Step inside the handsome high ceilinged oval dining room – designed by the late, great David Collins (the man behind the interiors of some of London’s most loved restaurants and bars including Claridge’s Bar, The Connaught’s bar, Nobu Berkeley, J Sheekey and The Wolseley) and it’s not hard to see why.
The overall appeal of the place is pretty big – all oval windows , elegant banquettes, silver plates and billowing white tablecloths. As for the food, diners get to choose from a selection of fabulous French inspired dishes – the brainchild of chef Chris King, a protégé of Albert and Michel Roux Jr – all of which are beautifully presented. Our meal began with the sommelier pouring us a glass of Roux champagne (“the best bubbly I have ever had” declared our dining companion after just one sip) and talking us through the extensive international wine list, while we waited for our starters to arrive.

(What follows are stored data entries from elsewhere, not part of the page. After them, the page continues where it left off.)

PR #138, opened 2022-03-15
Hub and spokes ACM functionality

pacevedom:
Includes:
- New CRD
- New controller
- New logic

Everything (except for filter package, which is modified to accomodate both controllers) is completely separated from previous CRD handling.


qbarrand:
/hold
Just to prevent the PR from being merged while I am reviewing it 🙂

charts/example/acm-ice-0.0.1/templates/0003-policy.yaml
```diff
@@ -0,0 +1,70 @@
+apiVersion: policy.open-cluster-management.io/v1
```
pmtk, line 1: Nit: The 0002 file is missing, maybe renaming the files  0001-0003 would avoid potential confusion?

config/rbac/role.yaml
```diff
@@ -274,6 +274,17 @@ rules:
   - patch
   - update
   - watch
+- apiGroups:
+  - apps.open-cluster-management.io
```
pmtk, line 278: Can we avoid placing ACM related stuff here? Would prepending RBAC manifests to SRM work?

manifests/0001_customresourcedefinition_specialresourcemodules.sro.openshift.io.yaml
```diff
@@ -0,0 +1,209 @@
+apiVersion: apiextensions.k8s.io/v1
```
pmtk, line 1: These `manifests/` files seems fishy. They duplicate numbers in different order.
Shouldn't be a diff merged into existing manifests (like new CRD)?

pkg/watcher/watcher.go
```diff
@@ -0,0 +1,359 @@
...
+	}
+	if ok {
+		w.log.Info("ok", "paths", paths, "name", o.GetName())
+		for _, path := range paths {
+			// Get current value of property at path
+			vals, err := GetJSONPath(path, *unstr)
+			if err != nil {
+				w.log.Error(err, "failed to obtain a value", "path", path)
+			}
+			w.log.Info("obtained values @ path", "path", path, "values", vals)
```
pmtk, line 289: I remember this function's logs being quite noisy. If we'd have a leveled logger (I think it's only a matter of initializing it with an arg rather than defaulting to `dev` mode) then these logs could be level > 1.

controllers/specialresourcemodule_controller.go
```diff
@@ -0,0 +1,535 @@
...
+	full, major, minor := res[0], res[1], res[2]
+	var imageURL string
+	{
+		transport, _ := transport.HTTPWrappersForConfig(
+			&transport.Config{
+				UserAgent: rest.DefaultKubernetesUserAgent() + "(release-info)",
+			},
+			http.DefaultTransport,
+		)
+		client := &http.Client{Transport: transport}
```
pmtk, line 156: This is shadowing `"sigs.k8s.io/controller-runtime/pkg/client"`

controllers/specialresourcemodule_controller.go
```diff
@@ -0,0 +1,535 @@
...
+		Payload string `json:"payload"`
+	}
+	type versionGraph struct {
+		Nodes []versionNode `json:"nodes"`
+	}
+	res := versionRegex.FindStringSubmatch(entry)
+	full, major, minor := res[0], res[1], res[2]
+	var imageURL string
+	{
+		transport, _ := transport.HTTPWrappersForConfig(
```
pmtk, line 150: This is shadowing `"k8s.io/client-go/transport"`

manifests/0001_customresourcedefinition_specialresourcemodules.sro.openshift.io.yaml
pacevedom: Forgot to generate new manifests

controllers/specialresourcemodule_controller.go
```diff
@@ -0,0 +1,535 @@
...
+
+	if resource.Spec.Namespace != "" {
+		add := []byte(resource.Spec.Namespace)
+		ns = append(ns, add...)
+	} else {
+		resource.Spec.Namespace = resource.Name
+		add := []byte(resource.Spec.Namespace)
+		ns = append(ns, add...)
+	}
+	return r.Creator.CreateFromYAML(ctx, ns, false, &resource, resource.Name, "", nil, "", "", SRMOwnedLabel)
```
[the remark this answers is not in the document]
pacevedom: The `wait` annotation is not handled if using objects instead of yaml files, as its SRO taking care of that.

controllers/specialresourcemodule_controller.go
pacevedom: Coming straight from https://github.com/openshift/oc, while it is true there is shadowing its only in this scope. Will change it though because it might be confusing.

controllers/specialresourcemodule_controller.go
pacevedom: Same comment.

controllers/specialresourcemodule_controller.go
```diff
@@ -0,0 +1,535 @@
...
+			&transport.Config{
+				UserAgent: rest.DefaultKubernetesUserAgent() + "(release-info)",
+			},
+			http.DefaultTransport,
+		)
+		client := &http.Client{Transport: transport}
+		u, _ := url.Parse("https://api.openshift.com/api/upgrades_info/v1/graph")
+		for _, stream := range []string{"fast", "stable", "candidate"} {
+			u.RawQuery = url.Values{"channel": []string{fmt.Sprintf("%s-%s.%s", stream, major, minor)}}.Encode()
+			if err := func() error {
```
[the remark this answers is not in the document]
pacevedom: Coming straight from https://github.com/openshift/oc, I can extract it from the function.

charts/global-values.yaml
```diff
@@ -13,6 +13,17 @@ specialresource:
...
+specialResourceModule:
+  metadata:
+    name: "name"
+  spec:
+    namespace: "namespace"
+    driverContainer:
+      source:
+        git:
+          ref: "ref"
+          uri: "uri"
```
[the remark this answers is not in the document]
pacevedom: This is for helm lint make target, otherwise there are missing values and it fails.

config/rbac/role.yaml
pacevedom: Not sure what you mean by prepending to SRM, you mean the CR?

charts/example/acm-ice-0.0.1/templates/0001-buildconfig.yaml
```diff
@@ -0,0 +1,98 @@
...
+    set -eu
+
+    # unload in-tree driver
+    rmmod ice || true
+
+    # load out-of-tree driver
+    insmod /ice-driver/ice.ko
+
+    echo "Loaded out-of-tree ICE"
+    lsmod | grep ice || true
```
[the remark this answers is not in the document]
pacevedom: It does fail, there is a `set -e` at the top. This is just informative, we could as well remove it.

charts/example/acm-ice-0.0.1/templates/0003-policy.yaml
```diff
@@ -0,0 +1,70 @@
...
+                     files:
+                       - contents:
+                           source: 'data:text/plain;charset=us-ascii;base64,IyEvYmluL2Jhc2gKc2V0IC1ldQoKQUNUSU9OPSQxOyBzaGlmdApJTUFHRT0kMTsgc2hpZnQKS0VSTkVMPWB1bmFtZSAtcmAKCnBvZG1hbiBwdWxsIC0tYXV0aGZpbGUgL3Zhci9saWIva3ViZWxldC9jb25maWcuanNvbiAke0lNQUdFfToke0tFUk5FTH0gMj4mMQoKbG9hZF9rbW9kcygpIHsKCiAgICBwb2RtYW4gcnVuIC1pIC0tcHJpdmlsZWdlZCAtdiAvbGliL21vZHVsZXMvJHtLRVJORUx9L2tlcm5lbC9kcml2ZXJzLzovbGliL21vZHVsZXMvJHtLRVJORUx9L2tlcm5lbC9kcml2ZXJzLyAke0lNQUdFfToke0tFUk5FTH0gbG9hZC5zaAp9CnVubG9hZF9rbW9kcygpIHsKICAgIHBvZG1hbiBydW4gLWkgLS1wcml2aWxlZ2VkIC12IC9saWIvbW9kdWxlcy8ke0tFUk5FTH0va2VybmVsL2RyaXZlcnMvOi9saWIvbW9kdWxlcy8ke0tFUk5FTH0va2VybmVsL2RyaXZlcnMvICR7SU1BR0V9OiR7S0VSTkVMfSB1bmxvYWQuc2gKfQoKY2FzZSAiJHtBQ1RJT059IiBpbgogICAgbG9hZCkKICAgICAgICBsb2FkX2ttb2RzCiAgICA7OwogICAgdW5sb2FkKQogICAgICAgIHVubG9hZF9rbW9kcwogICAgOzsKICAgICopCiAgICAgICAgZWNobyAiVW5rbm93biBjb21tYW5kLiBFeGl0aW5nLiIKICAgICAgICBlY2hvICJVc2FnZToiCiAgICAgICAgZWNobyAiIgogICAgICAgIGVjaG8gImxvYWQgICAgICAgIExvYWQga2VybmVsIG1vZHVsZShzKSIKICAgICAgICBlY2hvICJ1bmxvYWQgICAgICBVbmxvYWQga2VybmVsIG1vZHVsZShzKSIKICAgICAgICBleGl0IDEKZXNhYwo='
```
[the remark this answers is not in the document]
pacevedom: The script that the systemd service launches:
```
#!/bin/bash
set -eu

ACTION=$1; shift
IMAGE=$1; shift
KERNEL=`uname -r`

podman pull --authfile /var/lib/kubelet/config.json ${IMAGE}:${KERNEL} 2>&1

load_kmods() {

    podman run -i --privileged -v /lib/modules/${KERNEL}/kernel/drivers/:/lib/modules/${KERNEL}/kernel/drivers/ ${IMAGE}:${KERNEL} load.sh
}
unload_kmods() {
    podman run -i --privileged -v /lib/modules/${KERNEL}/kernel/drivers/:/lib/modules/${KERNEL}/kernel/drivers/ ${IMAGE}:${KERNEL} unload.sh
}

case "${ACTION}" in
    load)
        load_kmods
    ;;
    unload)
        unload_kmods
    ;;
    *)
        echo "Unknown command. Exiting."
        echo "Usage:"
        echo ""
        echo "load        Load kernel module(s)"
        echo "unload      Unload kernel module(s)"
        exit 1
esac
```

charts/example/acm-ice-0.0.1/acm-ice.yaml
```diff
@@ -0,0 +1,29 @@
...
+metadata:
+  name: acm-ice
+spec:
+  namespace: acm-ice
+  chart:
+    name: acm-ice
+    version: 0.0.1
+    repository:
+      name: chart
+      url: file:///charts/example
```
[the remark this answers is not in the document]
pacevedom: Maybe swapping this with `cm`, but then we need to host it in a different directory. This is just for example purposes.

config/rbac/role.yaml
pmtk: Yes, packing necessary RBACs into a yaml file containing SRM/CR manifest

pacevedom:
PTAL @qbarrand @yevgeny-shnaidman @pmtk @ybettan @enriquebelarte

ybettan:
@pacevedom Can you please squash all the commits?

ybettan:
@pacevedom Thanks for squashing.
The commit message still is a long list of all older commits titles.
Can we please make it a logical commit message describing the change? (Same as you did fo the PR description).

Seared diver caught scallops, shellfish emulsion, cauliflower and toasted seeds made for a sensational starter while the vegetarian in our party, plumped for the intriguing sounding Salsify dish and was richly rewarded. Mains were similarly top draw: Roast Pyrenean milk fed lamb (served with truffled ‘txistorra’ creamed flageolet beans) cooked to pink perfection sizzled with five star class, while a generous portion of Cepe mushroom, marjoram and pine nut cavatelli proved a simple masterpiece that left us hankering for more.
Desserts are a further strong point, so do save room. Yorkshire rhubarb and custard soufflé served with rhubarb sherry sorbet was surprisingly light and full of flavour and the unusual favours of Home made ice creams (Muscovado and Amaretto anyone?) also ensured a joyful finish for those who are too full for a ‘proper’ pudding.